**INPUT RECORDS**:
PR #178, opened 2021-09-03
Dataset Conversion Scripts - COCO 2D bounding boxes

adason:
# Peer Review Information

This change resolves #171 which convert 2D bounding boxes into COCO formats. 

# Pull Request Check List

- [x] Added **tests** for changed code.
- [x] Updated **documentation** for changed code.

PR #182, opened 2021-10-22
Added keypoints parsing support with the new parsing logic from `master`

salehe-ee:
# Peer Review Information

This change resolves remaining tasks from #178 for adding keypoint parsing support.
# Pull Request Check List


Saurav-D (commented):
Can we add test for COCO-Keypoints?

salehe-ee:
> add test

on it.

Saurav-D (approved):
LGTM!

datasetinsights/datasets/transformers/coco.py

**WHAT YOU SHOULD DO**:
Exactly the lines from the one containing "PR #182, opened 2021-10-22" to the final line of the data, both included, should be printed, and nothing more.

**EXERCISE RESPONSE**:
PR #182, opened 2021-10-22
Added keypoints parsing support with the new parsing logic from `master`

salehe-ee:
# Peer Review Information

This change resolves remaining tasks from #178 for adding keypoint parsing support.
# Pull Request Check List


Saurav-D (commented):
Can we add test for COCO-Keypoints?

salehe-ee:
> add test

on it.

Saurav-D (approved):
LGTM!

datasetinsights/datasets/transformers/coco.py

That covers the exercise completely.